- Born: October 9, 2002 (age 23) Hebei, China
- Medal record
Para ice hockey
Representing China
Paralympic Games
| Bronze medal – third place | 2022 Beijing | Team competition |
| Bronze medal – third place | 2026 Milano Cortina | Team competition |

= Tian Jintao =

Chinese para ice hockey player

Tian Jintao (born 9 October 2002) is a Chinese para ice hockey player. He represented China at the 2022 Winter Paralympics, where he won a bronze medal in the team event.

==Biography==
Tian Jintao was born on 9 October 2002 in Hebei, China.

Tian competed as a member of the Chinese national team at the 2022 Winter Paralympics in Beijing.
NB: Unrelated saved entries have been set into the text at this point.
PR #32, opened 2015-05-05
Added methods to retrieve current video/audio/subtitle track status

ened:
Added methods:
    gst_player_get_video_track_enabled
    gst_player_get_audio_track_enabled
    gst_player_get_subtitle_track_enabled
    (internal) player_get_flag

These methods can be checked whether a those tracks are actually used.


codomania:
Looks like you are interested in knowing if current audio/video/subtitle track is enabled, if so then app can get the similar info using the below code without adding new API. 
```c
is_audio_track_enabled (GstPlayer *player)
{
     GstPlayerAudioInfo *info = gst_player_get_current_audio_track (player);
     if (!info)
         return FALSE;  /* track is not enabled */
     g_object_unref (info);
     return TRUE;  /* track is enabled */
}
```

ened:
Hi @codomania very interesting and would probably save a few lines. Thanks.

How does it work together with the other method (player_set_flag / player_clear_flag) though?
Where is the real status stored? Once the flag is cleared, will the `gst_player_get_current_audio_track` return null, for example?

codomania:
The flag is not stored in gstplayer libs, based on user input we configure the flags in playbin. 
e.g if user wants to enable/disable the tracks then app will call gst_player_set_*_track_enable (player, TRUE/FALSE). And based on this player_set_flag or player_get_flag will set the corresponding bits in playbin's flag property.  The call to gst_player_get_current_<*>_track() will first check if track is enable and if not then return NULL else return you the track stream info object.

ened:
@codomania hm, then I'd actually say `gst_player_get_video_track_enabled` should work like proposed in the PR. Using `gst_player_get_current<>_track()` to provide a flag whether the track is enabled is then ambiguous, isn't it?

At this level of API, developers might want to know:
1. Is the track enabled?
2. If the track is enabled, is it available?

codomania:
To my understanding, a media can contain multiple tracks of the same type but it will have only one track enabled at a given point of time and that track is referred as current (or active) track. Enable and disable is done on current track only.
 
So when you say: <i>Is the track enabled ?</i> I think you are essentially asking,  does media have an<b>current (or active) </b> track? If so, then gst_player_get_current_track() API is giving  exactly same information. If the track is not active (i.e disabled) then it returns NULL else return StreamInfo object.

sdroege:
Yes, I agree with @codomania here

ened:
Hi both & ok. I'll close this PR then and continue on another part. :)

PR #35, opened 2015-05-07
gtk-play: display cover art

codomania:
We maintain two drawing widgets, image and video. Cover art is drawn in
image widget and video is rendered in video widget. Based on the following
conditions we show either image or video widget:

- if media info does not have active video stream then hide video widget
  and show image widget.
- if media info contains active video stream then show video widget and
  hide the image widget.


sdroege:
Thanks! Didn't you also have a patch to add a fullscreen button and repeat?

sdroege:
Merged

codomania:
Yes I did have both of these patch. Need to rebase with master and push. in my limited testing i did found issue with repeat. It was not gtk issue, instead it seem like our player lib issue. if we repeat the list then sometime pipeline gets stuck during repeating. will take a look and give u update later.

PR #40, opened 2015-05-08
Add repeat and fullscreen support in gtk-play

codomania:
Ignore my comment on other pull request regarding looping have some issue. it turned out to be a issue with our gtk-play seekbar range setting. Now loop and fullscreen is working as expected


sdroege:
Thanks, merged! :)

Wishlist: in fullscreen mode, the controls should disappear after a few seconds and appear again when moving the mouse

PR #42, opened 2015-05-08
gtk-play: autohide control bar in fullscreen mode.

codomania:
fulfilling wishlist :) 

A simple toolbar autohide, animation can be implemented later :) I was thinking to start external subtitle support next

### DIFF
--- a/gtk/gtk-play.c
+++ b/gtk/gtk-play.c
@@ -59,11 +59,14 @@ typedef struct
   GtkWidget *media_info_button;
   GtkWidget *repeat_button;
   GtkWidget *fullscreen_button;
+  GtkWidget *toolbar;
+  GdkCursor *default_cursor;
   gulong seekbar_value_changed_signal_id;
   GdkPixbuf *image_pixbuf;
   gboolean playing;
   gboolean loop;
   gboolean fullscreen;
+  gint toolbar_hide_timeout;
 } GtkPlay;
 
 enum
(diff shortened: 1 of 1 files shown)


gtk/gtk-play.c
```diff
@@ -1253,6 +1299,8 @@ main (gint argc, gchar ** argv)
   gst_player_play (play.player);
   play.current_uri = g_list_first (play.uris);
 
+  g_timeout_add_seconds (5, (GSourceFunc) gtk_hide_toolbar_loop, &play);
```
sdroege: You should add/remove the timeout based on mouse activity. Otherwise the toolbar will be hidden 0-5 seconds after the mouse movement stopped, maybe really immediately.

sdroege: See g_source_remove() and the return value of g_timeout_add_seconds() for removing btw

codomania: Here is why i have gtk_hide_toolbar_loop() running all the time, I was trying to handle the case where u go to full screen and then don't do any mouse activity, in that case we should simply hide the control. And similarly if you move the mouse and then stop moving  then also toolbar should get auto hide (maybe after 5sec ?). I think one thing which I should have done is track of keep track of time for last mouse movement and in gtk_hide_toolbar_loop() check if the time elapsed between last movement and the callback is greater than 5sec then hide the toolbar..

China defeated South Korea 4–0 in the bronze medal game to secure its first Paralympic medal in para ice hockey.

China also competed in the top division of the World Para Ice Hockey Championships during the 2022–2026 Paralympic cycle, finishing fourth in the A-Pool tournaments in 2023, 2024, and 2025.

He later competed with the national team at the 2026 Winter Paralympics. In China's opening game of the tournament, Tian scored a hat-trick in a 12–0 victory over Germany. During the bronze medal game against Czechia, China trailed 2–0 before scoring three unanswered goals to win their second consecutive bronze medal.